With Steichen: A Biography, her book about Edward Steichen was released the following year. She was a co-writer on the 2000 book Old Salem: The Official Guidebook. Her book with Jones had the epilogue changed in 2002 and was released as Voices and Silences. As a children's book author, Niven wrote Carl Sandburg: Adventures of a Poet in 2003 while the pictures were provided by Marc Nadel.

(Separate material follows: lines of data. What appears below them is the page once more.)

PR #4829, opened 2021-04-27
king: ensure lmdb is statically linked on osx

brendanhay:
By way of ensuring the lmdb package's cabal extra-libraries field is ignored and our lmdb overlay is used. 🤷🏽

### DIFF
--- a/nix/pkgs/hs/default.nix
+++ b/nix/pkgs/hs/default.nix
@@ -82,6 +82,8 @@ haskell-nix.stackProject {
 
       urbit-king.components.tests.urbit-king-tests.testFlags =
         [ "--brass-pill=${brass.lfs}" ];
+
+      lmdb.components.library.libs = lib.mkForce [ lmdb ];
     };
   }];
 }


joemfb (approved):
Looks Obvious To Me

brendanhay:
Waiting for CI to finish then I'll download the artefacts to confirm.

brendanhay:
Note for the future - it looks like the `configureFlags` are setting the wrong [output derivation](https://github.com/NixOS/nixpkgs/blob/d06818e5a4d34acc9235a7f1e32a34d10e6cd4a4/pkgs/development/libraries/lmdb/default.nix#L18), possibly `.bin`, since it doesn't contain the `lib` directory, from the log output:

```
ld: warning: directory not found for option '-L/nix/store/n15sh5piqvl5bgs06bb375b2x7d3imxn-lmdb-0.9.25-bin/lib
```

An alternative to the fix in this PR would be to patch the path in `nix/pkgs/hs/default.nix`:

```
configureFlags = lib.optionals enableStatic [
  "--ghc-option=-optl=-L${lmdb}/lib"
  ...
]
```

pilfer-pandex:
> Looks Obvious To Me

I assume you're being sarcastic?

PR #4830, opened 2021-04-28
Chat: refactor to strip associations prop

liam-fitzgerald:
Paves the way for DMs, by stripping the association prop everywhere and refactoring the Chat functionality into ChatPane, which makes no assumptions about the presence of an association or group by lifting that functionality into prop callbacks.


matildepark:
image

Memoises my contact a little aggressively.

matildepark:
Oh wait, it's because we're passing the inverted boolean we should be.

matildepark (approved):

PR #4831, opened 2021-04-28
interface, npm/api: type checking, round 2

matildepark:
Only npm change is making `value` in a `settings-update` interface optional, since we don't require it for deleting a key.

Mostly correcting imports.


matildepark:
We're at 254 errors now. Quite a handful should be fixed by #4810. Some weird ones I couldn't stomp out is guarding that `_.capitalize(mod)` will output something in `IconRef` in `getModuleIcon`; and I need to revisit type checking content types by keys in GraphContentWide.

liam-fitzgerald (approved):

PR #4833, opened 2021-04-29
file-server: Added support for .ico files:

rabsef-bicrym:
Adding support for .ico files makes hosting prebuilt websites on urbit easier.

This commit utilizes the following changes to effectuate .ico support:
-/mar/ico/hoon
 * Utilizes similar structure to /mar/png/hoon, w/ changed mimetype
-/lib/server
 * Added ico-response, again similar to png w/ same caching
-/app/file-server
 * Added reference to ico-response:gen

This will also rectify one complexity glossed over in [this docs addition](https://github.com/urbit/docs/pull/1067) and allow for minor simplification of the guide.


liam-fitzgerald (approved):
LGTM! Thanks for the contribution

Issue #4307, opened 2021-01-19
Running +ls after a |commit results in dojo becoming unusable until after pressing backspace


hathec-pilsyx:
**Describe the bug**
After creating a text file in Linux  within my mounted %sandbox desk, if I then run "+ls %" to check the results of the commit, I wind up with a situation similar to below, where I get some error messages, followed by "%dy-edit-busy" resulting from any keypress until I hit backspace:

`
> =dir /=sandbox=
=% /~hathec-pilsyx/sandbox/~2021.1.19..01.31.32..d654
[ %clay-sing-indirect-data
  desk=%sandbox
  mood=[care=%a case=[%da p=~2021.1.19..01.31.32..d654] path=/gen/ls/hoon]
  aeon=3
]
> +ls %
[ %clay-sing-indirect-data
  desk=%sandbox
  mood=[care=%a case=[%da p=~2021.1.19..01.31.32..d654] path=/gen/ls/hoon]
  aeon=3
]
%dy-no-prompt
%dy-edit-busy
%dy-edit-busy
%dy-edit-busy
~hathec-pilsyx:dojo/=/sandbox/~2021.1.19..01.31.32..d654>
`

**To Reproduce**
Steps to reproduce the behaviour:
1. Create a textfile in Linux within a mounted desk
2. In dojo, commit the changes to the desk
3. Use +ls to examine desk contents

**Expected behaviour**
The current directory contents are printed to terminal

**System (please supply the following information, if relevant):**
 - OS: [e.g. macOS, linux64, FreeBSD] Ubuntu 20.04.1 x64
 - Vere and Urbit OS versions - 1.0
 - Your ship's `%base` hash (use `+trouble` to check) - [0v1.1gbvo.e03d1.nk94q.lmsv5.lasnk.7s08i.jmgvq.7goos.3uqij.fienr]

**Additional context**
Spoke to some users in ~bitbet-bolbel/urbit-community/help, and was told my issue sounded similar to  #4037

philipcmonk:
I can confirm this issue, it appears to be the `=dir /=sandbox=` line that's the main issue.  It's pinning the version to a particular time (which is why it appears in the prompt), and we apparently can't build files against old versions.  The two fixes we need are:

- Make `=dir /=sandbox=` track the head of the desk instead of pinning to a time
- Allow building old stuff -- you should be able to cd into the past

[...]

PR #4835, opened 2021-04-29
clay: fix requests for strange cares over ames

### LINKED ISSUE #4834: clay: Handle foreign requests for other cares
If you make a request to a foreign desk on a care other than wxyz, the request goes through, but we fail on validating the response (in +validate).  This is incorrect, and also we don't handle some cares that we should be able to handle.  This suggests the following tasks:

- In +duce, refuse to make a foreign request which we won't be able to validate the answer to
- In +start-request, refuse to answer a foreign request which they won't be able to validate
- In +validate, we should be able to trivially validate `%u`, by copying +validate-z and changing `@uvI` to `?`
- In +validate-x, we should build the foreign stdlib if we need to (and cache it), instead of crashing on `(need fer.dom)`.  Or else we should try to build it against our own stdlib/marks.

philipcmonk:
Four changes:

- implement +validate-u to allow %u requests over the network
- make +validate-x use our local marks to make %x requests generally
  work over the network
- in +start-request, if a foreign ship is making a request that we
  shouldn't send over the network, ignore it.  This closes a DOS vector.
- in +duce, if we're about to make a request to a foreign ship which
  they won't be able to answer, crash the event.

Combined, these fix many of the common cases of weirdness around foreign
clay requests.  Notably absent is a fix for reading `%a` across the
network, which I still maintain should happen against the foreign
hoon/zuse.

fixes #4834
see also #4307

Thanks to @tinnus-napbus for providing a repro for these

### DIFF
--- a/pkg/arvo/sys/vane/clay.hoon
+++ b/pkg/arvo/sys/vane/clay.hoon
@@ -1256,6 +1256,24 @@
     =/  =path  [%question desk (scot %ud index) ~]
     (emit duct %pass wire %a %plea ship %c path `riff-any`[%1 riff])
   ::
+  ++  foreign-capable
+    |=  =rave
+    |^
+    ?-    -.rave
+        %many  &
+        %sing  (good-care care.mood.rave)
+        %next  (good-care care.mood.rave)
+        %mult
+      %-  ~(all in paths.mool.rave)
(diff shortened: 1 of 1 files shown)


belisarius222 (approved):
LGTM

PR #4836, opened 2021-04-29
chat: input behavior quirks

jamesacklin:
- Clears state on submit such that the button does not stay blue
- Refocuses field on submit such that the mobile keyboard doesn't disappear
- Removes submit on enter; retains enter for linebreak insertion


urcades (approved):
Yes

liam-fitzgerald (approved):
LGTM!

PR #4837, opened 2021-04-30
interface: fix omnibus

liam-fitzgerald:
VirtualScroller: fix pendings and scroll after jump

hark: fix notification archival

interface: include iPad in UA check


matildepark (approved):
Seems fine but doubtful about iPad. iPad reports itself as a Mac I think.

liam-fitzgerald:
> Seems fine but doubtful about iPad. iPad reports itself as a Mac I think. 

Only on iPad Pro iirc

PR #4838, opened 2021-04-30
ames: add packet filter for rescue operations

philipcmonk:
In some situations it's useful to restrict the Ames packets that arrive
to be from a certain set of ships.  We've needed this a few times in the
last few years, so this creates an ifdef-ed out function for doing this.

It looks like `lan_u` does not get freed in the normal case, but I'm not really sure why not.

### DIFF
--- a/pkg/urbit/vere/io/ames.c
+++ b/pkg/urbit/vere/io/ames.c
@@ -1047,6 +1047,25 @@ _ames_try_forward(u3_ames* sam_u,
   }
 }
 
+#undef AMES_SKIP
+#ifdef AMES_SKIP
+/* _ames_skip(): decide whether to skip this packet, for rescue
+*/
+static c3_o
+_ames_skip(u3_body* bod_u) {
+  if ( bod_u->sen_d[1] == 0 &&
+       ( bod_u->sen_d[0] == 0x743a17a6
+         || bod_u->sen_d[0] == 0xea99acb6
+         || bod_u->sen_d[0] == 0x10100
+     ) ) {
+    return c3n;
+  }
+  else {
+    return c3y;
+  }
+}
+#endif
+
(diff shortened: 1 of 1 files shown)


belisarius222:
The old Ames vane used to have this kind of filter. What's the reason to put this in the runtime instead of in hoon?

—
~rovnys-ricfer
https://urbit.org

joemfb:
`lan_u` is on the stack in `_ames_recv_cb()`. if we need to keep it (via `_ames_put_packet()`), we copy it.

philipcmonk:
> The old Ames vane used to have this kind of filter. What's the reason to put this in the runtime instead of in hoon?

The ship didn't have enough memory to compile Ames.  It's probably cleaner this way anyway.

belisarius222:
Ok, that makes sense.

pkg/urbit/vere/io/ames.c
```diff
@@ -1149,7 +1168,16 @@ _ames_hear(u3_ames* sam_u,
...
+#ifdef AMES_SKIP
+    if (_ames_skip(&bod_u) == c3y ) {
+      u3z(msg);
+    }
+    else {
+#endif
+      _ames_put_packet(sam_u, msg, *lan_u);
+#ifdef AMES_SKIP
+    }
+#endif
```
joemfb, line 1180: I'd be tempted to refactor this block so that we only allocate `msg` if we're going to use it. But it's hard to imagine that actually mattering very much ...

joemfb (approved):
LGTM

pkg/urbit/vere/io/ames.c
philipcmonk: Yeah, arguably it should all move up to right after `bod_u` is defined but with early return you want to make it obvious you're not leaking memory, so I did it at the last possible second.

PR #4935, opened 2021-05-25
tokenizeMessage: revenge

matildepark:
- Patp regex is less flexible, only accepts one "any" character before a mention.
- Links regex parses _before_ group reference parser to prevent breaking references.
- Groups regex will only match on preceding spaces, there will never be a case where people are mingling it mid-word like `Here's a message~haddef-sigwen/mygroup`.
- All regex looks for `\s\S` now, not `.`, because `.` doesn't match on whitespace characters eg. line breaks, thus eating the remainder of a message that has line breaks after, well, any mention or URL.

You can give this a shot with a notebook's comment field, if you segregate links to groups, mentions, URLs with line breaks.

### DIFF
--- a/pkg/interface/src/logic/lib/tokenizeMessage.js
+++ b/pkg/interface/src/logic/lib/tokenizeMessage.js
@@ -1,11 +1,11 @@
 import urbitOb from 'urbit-ob';
 import { parsePermalink, permalinkToReference } from '~/logic/lib/permalinks';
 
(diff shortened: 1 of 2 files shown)


matildepark:
It's possible even *prefixes* should be using `[\s\S]`, you can see differences between using a newline or not here —

image

liam-fitzgerald:
These changes look normal, can you add tests to capture the previously broken cases?

liam-fitzgerald (approved):

PR #4936, opened 2021-05-26
hark: read all in group, graph

liam-fitzgerald:
- Adds %read-graph, to dismiss all unreads and notifications for a graph.
- Adds %read-group, which calls %read-graph on all the graphs in a specified group
- Binds %read-group to `Shift+Escape`
- Adds a 'Mark all as Read' button to publish

This is intended to backstop and mitigate wonky unread counts due to note deletion. An actual fix is otw, but requires more testing as it's a mark upgrade. 
Screen Shot 2021-05-26 at 2 12 40 pm


matildepark:
@liam-fitzgerald conflicts on hark-store

liam-fitzgerald:
ping @tacryt-socryp review?

pkg/arvo/app/hark-store.hoon
```diff
@@ -566,10 +570,53 @@
       (~(put by last-seen) stats-index new-time)
     (give %seen-index new-time stats-index)
   ::
+  ++  get-stats-indices
+    |=  rid=resource
+    %-  ~(gas ^in *(set stats-index:store))
```
tacryt-socryp, line 575: Needing to constantly remember to do ^in is... unfortunate. I'd consider a different variable name so as not to shadow here.

tacryt-socryp (approved):
Sane. LGTM

pkg/arvo/app/hark-store.hoon
liam-fitzgerald: yeah ik, hopefully can get to a style refactor soonish

PR #4938, opened 2021-05-26
jael, dawn: support multi-keyfile during boot

Fang-:
Allows booting with a keyfile containing multiple keys, as long as one of them matches current PKI pubkeys for the specified ship.

All relevant keys are loaded into jael and will automatically be put to use when they match PKI state.

Motivation for this is a desired L2 user flow: taking ownership of a prefabricated planet that has already had its keys set, and then setting your own. Since broadcast/confirmation of the key change may be slow, it'd be nice to boot with _both_ old and new keys, so you can get onto the network right away, while also switching to new keys automagically when the change does eventually confirm.

This change is backwards compatible with existing keyfiles and isn't strictly tied to L2 work, so I'm putting this out as a standalone PR.

`(list seed)` instead of `[=ship (list [=life =ring])]` for maximal flexibility, though this does make key validation a little bit more complicated.

Contains both arvo and runtime changes, but their release order doesn't matter. lmk what target branch would be best to use.


philipcmonk (approved):
Looks good, but don't the changes to +dawn-event mean that we need to release the runtime with a new pill?  IOW:

- existing ships can update either runtime or arvo independently
- new ships with the current pill need to be run with the current runtime
- new ships with a new pill will need to be run with the new runtime

Is that right?

Fang-:
Yeah I realized after the fact that my phrasing around release order isn't quite accurate. You're right that pill the runtime and pill need to be updated simultaneously for this.

Also realized that I need to make the Haskell king compatible with this, so, some changes pending.

Fang-:
Tagging @pilfer-pandex for the Haskell review. Note that I cherry-picked 2e2361e from #4463, since this does similar half-custom noun conversions.

joemfb:
Sorry for the delay. I have a couple requests, not sure if they're too disruptive:

I deeply regret not versioning the keyfile structure. It's a broad integration point, involves many external projects, creates long-lived artifacts, &c. I'm not sure if there's any better way than the versioned-cell pattern you've used here.

I don't like the repeated ship in this structure; we can validate that it's the same in all cases, but it'd be nicer to not need to. (This is also somewhat selfish, as I've designed the upcoming mars/urth IPC architecture to extract the identity from the dawn event).

We can decouple the injection of additional private keys from the "legacy boot event" (`%dawn`). It seems straightforward to add a new event that simply stores new life/ring pairs in %jael. That would let us preserve the existing `%dawn` type, and avoid changes to the pre-boot validation logic.

The new keyfile type would be 

```
$^  $?  [[%1 ~] who=ship kyz=(list (pair life ring))]
    ::  future versions [%2 ~], [%3 ~], &c
    ==
seed
```

%jael would get a new-task (name TBD):

```
[%prekey kyz=(list (pair life ring))]
```

And that new task could be injected during the boot sequence after %dawn, if we want to make require it. Or it could be injected after the boot sequence succeeds, if we want it to be optional.

Thoughts?

joemfb:
This is arguably a nicer type if we anticipate future changes:

```
$^  $:  [~ ~]
        $%  [%1 who=ship kyz=(list (pair life ring))]
    ==  ==
seed
```

Fang-:
I'm not opposed to changing the type/format here. The current thing admittedly got a little awkward.

> It seems straightforward to add a new event that simply stores new life/ring pairs in %jael.

`%rekey` already exists, and I think we can use that for this without issue. It does send a `%private-keys` update out to subscribers, but (at least for ames) that no-ops if the active key hasn't changed.

> We can decouple the injection of additional private keys from the "legacy boot event" (%dawn). ... That would let us preserve the existing %dawn type, and avoid changes to the pre-boot validation logic.

I think we can't get around updating the preboot validation logic, since you'll still want to make sure one of the provided keys is valid, and put that key specifically into the dawn event.

Separating it from the `%dawn` event proper seems fine to me. Perhaps even a little bit cleaner? You do have to deal with the keyfile in two places in that case (dawn and post-dawn), but we'll see if that's actually ugly in practice.

Thanks for taking a look, I'll go ahead and, uh, do this over. (^:

Fang-:
Changes are in, PTAL.

I think there's some issue with my noun conversions in King Haskell. It gives me the following during boot (after verifying the keyfile, notably), but helpfully doesn't tell me what it was trying to convert from/to. To be continued...

```
urbit-king: (["(,,,,)"],"record too short, only 3 cells")
CallStack (from HasCallStack):
  error, called at lib/Urbit/Arvo/Common.hs:309:21
```

philipcmonk:
> To be continued...

Is this working now?  Wanting to know if I should include in the next-sys release I'm putting together

Fang-:
Oh oops, no, haven't fixed the Haskell-side issue with this yet. Will pick this back up. No particular rush to get this out though!

pkg/hs/urbit-king/lib/Urbit/Arvo/Event.hs
```diff
@@ -117,6 +117,36 @@ data Seed = Seed
     }
   deriving (Eq, Show)
 
+data Seeds = Seeds
+    { gShip :: Ship
+    , gFeed :: [Germ]
```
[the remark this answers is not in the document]
Fang-: We can't actually do that, it clashes with the `sShip` and `sFeed` defined for `Seed`.

ryjm:
The `JaelEv` just needed some love. This should work:

image

ryjm:
There might be more changes needed on the king side - it didn't like multiple keys in the same file.

pkg/hs/urbit-king/lib/Urbit/Arvo/Event.hs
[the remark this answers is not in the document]
ryjm: ... `sMilt`? hehehe

Fang-:
@ryjm's a hero. Haskell side should be all good now!

pkg/hs/urbit-king/lib/Urbit/Arvo/Event.hs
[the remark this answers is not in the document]
pilfer-pandex: use `seed` or `se` prefix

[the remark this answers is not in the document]
pilfer-pandex: or rename Seeds -> Germs

pkg/hs/urbit-king/lib/Urbit/Vere/Dawn.hs
```diff
@@ -335,45 +335,67 @@ retrievePoint endpoint block ship =
...
-    Ob.Comet -> validateComet
-    Ob.Moon  -> validateMoon
-    _        -> validateRest
+validateFeedAndGetSponsor :: String
+                          -> TextBlockNum
+                          -> Feed
+                          -> RIO e (Seed, Ship)
+validateFeedAndGetSponsor endpoint block = \case
+    Feed0 s -> do
+                 r <- (validateSeed s)
```
pilfer-pandex, line 344: just indent 2 spaces from Feed0, no parens

pkg/hs/urbit-king/lib/Urbit/Vere/Dawn.hs
```diff
@@ -335,45 +335,67 @@ retrievePoint endpoint block ship =
...
-                    show life <> ", but Azimuth claims life " <>
-                    show netLife)
-          when ((ringToPass ring) /= pass) $
-              error "keyfile does not match blockchain"
-          -- TODO: The hoon code does a breach check, but the C code never
-          -- supplies the data necessary for it to function.
-          pure who
+    validateSeeds Seeds{..} =
+      case gFeed of
+        []    -> error ("no usable keys in keyfile")
```
pilfer-pandex, line 351: no parens

pkg/hs/urbit-king/lib/Urbit/Vere/Dawn.hs
```diff
@@ -335,45 +335,67 @@ retrievePoint endpoint block ship =
...
+        (Germ{..}:f) -> do
+                  let seed = Seed gShip gLife gRing Nothing
+                  r :: Either SomeException Ship
+                    <- try do validateSeed seed
+                  case r of
+                    Left _  -> validateSeeds $ Seeds gShip f
+                    Right r -> pure (seed, r)
+
+    validateSeed (Seed ship life ring oaf) =
```
pilfer-pandex, line 360: Change this to be Either String Whatever

pkg/hs/urbit-king/lib/Urbit/Vere/Dawn.hs
```diff
@@ -335,45 +335,67 @@ retrievePoint endpoint block ship =
...
+      case clanFromShip ship of
+        Ob.Comet -> validateComet
+        Ob.Moon  -> validateMoon
+        _        -> validateRest
+      where
+        validateComet = do
+          -- A comet address is the fingerprint of the keypair
+          let shipFromPass = cometFingerprint $ ringToPass ring
+          when (ship /= shipFromPass) $
+            error ("comet name doesn't match fingerprint " <> show ship <> " vs " <>
```
pilfer-pandex, line 370: Change to fail or Left

pkg/hs/urbit-king/lib/Urbit/Vere/Dawn.hs
```diff
@@ -335,45 +335,67 @@ retrievePoint endpoint block ship =
...
-          -- TODO: The hoon code does a breach check, but the C code never
-          -- supplies the data necessary for it to function.
-          pure who
+    validateSeeds Seeds{..} =
+      case gFeed of
+        []    -> error ("no usable keys in keyfile")
+        (Germ{..}:f) -> do
+                  let seed = Seed gShip gLife gRing Nothing
+                  r :: Either SomeException Ship
+                    <- try do validateSeed seed
```
pilfer-pandex, line 355: Too broad. If user does ^C you'll skip the seed.

pilfer-pandex (changes requested):

joemfb (approved):
LGTM

joemfb:
This PR should target `release/next-vere`, and include an updated ivory pill.

pkg/arvo/sys/lull.hoon
```diff
@@ -1870,7 +1870,12 @@
         [%public-keys =public-keys-result]            ::  ethereum changes
         [%turf turf=(list turf)]                      ::  domains
     ==                                                ::
-  ::  +seed: private boot parameters
+  ::  +feed: potential boot parameters
```
philipcmonk, line 1873: Is feed used?

joemfb: In `lib/vere` (and associated tests), which is exclusively used by the runtime via the ivory pill.

joemfb:
I'm merging this PR out-of-band due to the conflicts.

pkg/hs/urbit-king/lib/Urbit/King/Main.hs
```diff
@@ -395,7 +396,12 @@ testPill pax showPil showSeq = do
   pill <- fromNounErr pillNoun & either (throwIO . uncurry ParseErr) pure
 
   logInfo "Using pill to generate boot sequence."
-  bootSeq <- genBootSeq (Ship 0) pill False (Fake (Ship 0))
+  bootSeq <- genBootSeq
```
pilfer-pandex, line 399: Questions for @joemfb re urth/mars:
- Given that the boot sequence has changed in king/serf, what (if any) change needs to be made in the urth/mars "boot message"
- does new mars implement this new boot sequence correctly?

pkg/hs/urbit-king/lib/Urbit/King/Main.hs
```diff
@@ -541,30 +547,31 @@ newShip CLI.New{..} opts = do
           Nothing -> error "Urbit.ob didn't produce string with ~"
           Just x  -> pure x
 
-    bootFromSeed :: Pill -> Seed -> RIO HostEnv ()
-    bootFromSeed pill seed = do
-      ethReturn <- dawnVent nEthNode seed
+    bootFromSeed :: Pill -> Feed -> RIO HostEnv ()
```
pilfer-pandex, line 550: Arguably we should rename this `bootFromFeed`. Although may be moot with urth/mars

pkg/hs/urbit-king/lib/Urbit/Arvo/Event.hs
```diff
@@ -117,6 +117,36 @@ data Seed = Seed
...
+    , gRing :: Ring
+    }
+  deriving (Eq, Ord, Show)
+
+data Feed
+  = Feed0 Seed
+  | Feed1 Germs
+  deriving (Eq, Show)
+
+--NOTE  reify type environment
```
pilfer-pandex, line 137: minor nit: please put a space after `--`

pkg/hs/urbit-king/lib/Urbit/Vere/Dawn.hs
```diff
@@ -335,45 +335,72 @@ retrievePoint endpoint block ship =
...
+                    Left _  -> validateGerms $ Germs gShip f
+                    Right r -> pure (seed, r)
+
+    validateSeed (Seed ship life ring oaf) =
+      case clanFromShip ship of
+        Ob.Comet -> validateComet
+        Ob.Moon  -> validateMoon
+        _        -> validateRest
+      where
+        validateComet = do
```
pilfer-pandex, line 368: so it seems that both validateComet and validateMoon are both pure, and only validateRest actually needs to be in the IO monad; do I have that right?

pkg/hs/urbit-king/lib/Urbit/Vere/Dawn.hs
```diff
@@ -335,45 +335,72 @@ retrievePoint endpoint block ship =
...
-          pure who
+    validateGerms Germs{..} =
+      case gFeed of
+        []    -> error "no usable keys in keyfile"
+        (Germ{..}:f) -> do
+                  let seed = Seed gShip gLife gRing Nothing
+                  r :: Either String Ship
+                    <- validateSeed seed
+                  case r of
+                    Left _  -> validateGerms $ Germs gShip f
```
pilfer-pandex, line 359: cool

pilfer-pandex (commented):
There are some minor points here which you should fix, as well as some questions for @joemfb that I'd like answered before I stamp.

pkg/hs/urbit-king/lib/Urbit/Vere/Dawn.hs
Fang-: I believe so, yes.

pkg/hs/urbit-king/lib/Urbit/King/Main.hs
joemfb: The mars/urth interface actually has affordances for this kind of pattern. It should be straightforward to port these changes.

pkg/hs/urbit-king/lib/Urbit/Vere/Dawn.hs
pilfer-pandex: I was being too passive. I think it's good practice to make things as pure as possible. The only reason it'd make sense to leave something that could be pure in IO is if you anticipate needing to add more IO operations to it later.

Her memoir, Swimming Lessons: Life Lessons from the Pool, from Diving In to Treading Water, was published the next year. For R. Philips Hayes, she edited his 2006 book titled How to Get Anyone to Do Anything. She continued her biographical career with a 2012 book on Thornton Wilder titled Thornton Wilder: A Life. Apart from writing, Niven was interviewed for The Day Carl Sandburg Died in 2011. The documentary appeared as an episode of American Masters the following year.

==Awards and honors==
In 1984, Niven received a grant from the American Council of Learned Societies for her Sandburg work. During the 1990s, she was given fellowships for her books on Steichen and Wilder from the National Endowment for the Humanities. During this time period, she was a Yale University fellow in the mid 1990s. In 2004, Carl Sandburg: Adventures of a Poet won the Children's and Young Adults' Book Award in the Intermediate Nonfiction category from the International Literacy Association.

That year, Niven was given a North Carolina Award in the literature category. She joined the North Carolina Literary Hall of Fame posthumously in 2018. From Greensboro, Niven received the Alumni Excellence Award during 1994. Salem College created the Penelope Niven Award for Creative Writing in 1998 while the Penelope Niven Creative Nonfiction Award was created by the Salem College Center for Women Writers in 2002.

==Personal life and death==
In 1987, Niven had a divorce. Her death occurred at Winston-Salem, North Carolina on August 28, 2014.